BCCLA calls for Feds to fund retired judge to look into RCMP harassment

The BCCLA is calling on the Federal Government to fund a retired judge to look into complaints of harassment within the RCMP, and to set tight timelines for reporting back. The RCMP asked for an investigation of itself and how it treats female civilian and police employees following high profile sexual harassment allegations made last week.

“We agree with the RCMP that there must be an inquiry here,” said Robert Holmes, Q.C., President of the BCCLA. “But the Complaints Commission has failed to keep up with its regular work and this matter is urgent. Rona Ambrose, the Minister of State for the Status of Women, and Vic Toews, the Public Safety Minister, should put their heads together and ensure that this inquiry gets the resources it needs. Having a respected and impartial retired judge would provide the right credentials to get this done. If it is left with the Complaints Commission alone, it will only get bogged down, with no answer, no action and no reform for years.”

The BCCLA says that the CPC has the power to appoint a retired judge under s. 45.31 of the RCMP Act to conduct this investigation and to provide that judge with the staff he or she needs to do this investigation, but that the agency will need financial support from the Federal government to make that possible. The BCCLA says that, at a minimum, the investigation should:

  • Examine settlement agreements reached with female employees and interview those former employees;
  • Examine litigation in process involving female employees and associated RCMP investigations of the claims made in the lawsuits;
  • Analyze formal and informal complaints filed by female officers and female civilian staff for common themes including individuals, detachments, and policy issues;
  • Conduct random and targeted interviews of female staff on employment conditions on a confidentiality-assured basis.

“We need female police officers in our society to act as role models for youth in contact with the law, and to provide important services in relation to female prisoners and arrestees, as well as female complainants,” noted Holmes. “If the force has a poisoned atmosphere for women employees, then they are extremely unlikely to be able to deal with the shortage of female officers they currently face, and they will continue to lose the confidence of the public.”

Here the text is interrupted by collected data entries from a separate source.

PR #6637, opened 2025-01-26
Improve merge bp compatibility with removing fields

lL1l1:
## Issue
Merge blueprints cannot set fields in the base bp to `nil` since lua does not allow storing table keys with a value of nil. The alternative to doing that is to set those keys to `false`, but not all code works well with that.

Fix errors/bugs I encountered when modding SACUs, so code using blueprints and related to enhancements, enhancement presets, and weapons.

- Units with enhancement presets that have a `false` value do not error and the enhancements work properly.
- Setting a preset to `false` does not error.
- Setting weapon buffs to `false` doesn't break it.

## Additional context

An alternative could be to create a special value like `"__nil"` that `table.merged` treats as setting a field to `nil`.

## Checklist

### DIFF
--- a/changelog/snippets/fix.6637.md
+++ b/changelog/snippets/fix.6637.md
@@ -1,0 +1,1 @@
+- (#6637) Improve merge blueprint compatibility with removal of enhancements.
--- a/changelog/snippets/fix.6637.md
+++ b/changelog/snippets/fix.6637.md
@@ -1,1 +1,1 @@
-- (#6637) Improve merge blueprint compatibility with removal of enhancements.
+- (#6637) Improve merge blueprint compatibility with removal of enhancements, enhancement presets, and weapon Buffs.
--- a/engine/Core.lua
+++ b/engine/Core.lua
@@ -4,6 +4,9 @@
 ---@class FileName: string, stringlib
 ---@operator concat(FileName | string): FileName
 
+---@class string: stringlib
+---@operator concat(FileName): FileName
+
 ---@class VectorBase
 ---@field [1] number    # x
 ---@field [2] number    # y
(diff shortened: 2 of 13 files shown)


lL1l1:
Another pain I encountered while modding is the `Weapons` table, which is an array and index 1 controls the AI. This solution seems okay-ish? At least I'm not using debug functions like I thought of initially, and it still works from inside a `.bp` file.
```lua
local oldModBp = ModBlueprints
---@param all_bps BlueprintsTable
ModBlueprints = function(all_bps)
    local origBp = all_bps.Unit['url0301']--[[@as UnitBlueprint]]
    local origWeapon = origBp.Weapon --[[@as WeaponBlueprint[] ]]
    table.insert(origWeapon, 1, { ... })

    oldModBp(all_bps)
end
```

lL1l1:
Also there is a bug with reloading merge bps in that the mesh gets deleted due to how mesh bps are extracted and defaulted, ignoring `__blueprints` when `merge = true`.

lL1l1:
> ```lua
> local oldModBp = ModBlueprints
> ---@param all_bps BlueprintsTable
> ModBlueprints = function(all_bps)
>     local origBp = all_bps.Unit['url0301']--[[@as UnitBlueprint]]
>     local origWeapon = origBp.Weapon --[[@as WeaponBlueprint[] ]]
>     table.insert(origWeapon, 1, { ... })
> 
>     oldModBp(all_bps)
> end
> ```

Has to be table assignment and not table.insert or else you get infinite copies.

lL1l1:
Actually you can't even use ModBlueprints from `*.bp` files since they're run with doscript and will hook ModBlueprints an additional time every time you reload. So your reloaded file has no guarantee for the execution order of `ModBlueprints` hooks within your own mod.

lL1l1:
Closing in favor of https://github.com/FAForever/fa/pull/6669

Click here to read the letter sent by the BCCLA to the CPC, Rona Ambrose and Vic Toewes.

MEDIA CONTACTS:

Robert Holmes, Q.C., President, (604) 838-6856

David Eby, Executive Director, (778) 865-7997

BACKGROUNDER: THE RCMP AND WOMEN

A number of high profile incidents involving the RCMP and treatment of female staff have come to the attention of the BCCLA, and the public:

  • A national survey of RCMP employees in 2009 found that 19% reported being “verbally harassed or tormented” while at work, and a further 6% of officers elected not to answer the question.
  • A series of allegations in November of 2011 involving two high profile female RCMP staff members suggested that male officers and staff enjoy an environment of impunity with respect to sexual harassment.
  • A successful 2004 human rights claimant RCMP Cpl. Jacqueline Brown, noted that after her human rights complaint was made she “had many supportive calls from other women officers, who have also told her stories of discrimination.” [“Fight for job left Mountie stressed” Vancouver Sun, 7 May 2004, p. A1”]
  • The 2006 case of Sulz v. Attorney General et al., where the Court awarded RCMP officer Nancy Sulz $950,000 in damages against the RCMP for long-term disability as a result of the harassment she was subjected to by her Staff Sergeant.
  • The 2007 case of Cpl. Sherry-Lee Benson-Podolchuck who claimed harassment within the RCMP is a “systemic problem that they don’t know how to deal with,” and whose lawyer at the time said he “received several phone calls this week from women with similar complaints.”
  • The allegations of misconduct of RCMP officers providing security during the 2010 Vancouver Olympic Games, including three cases involving male officers making inappropriate sexual advances towards their female counterparts, and one officer “lifting up a woman’s skirt to expose her buttocks.”
  • Allegations made this year by a female RCMP constable that a supervising RCMP officer engaged in inappropriate “sexual contact” with her as part of a series of allegations in her Statement of Claim filed in B.C. Supreme Court (all allegations remain unproven).
  • The police-involved shooting death of Mr. Kevin St. Arnaud, in which the female officer’s account of the incident was ignored, and the male officer’s account – which was contradicted by independent witnesses and physical evidence – preferred, causing the female officer to leave the force, and which may be indicative of a larger issue of discrimination within the force.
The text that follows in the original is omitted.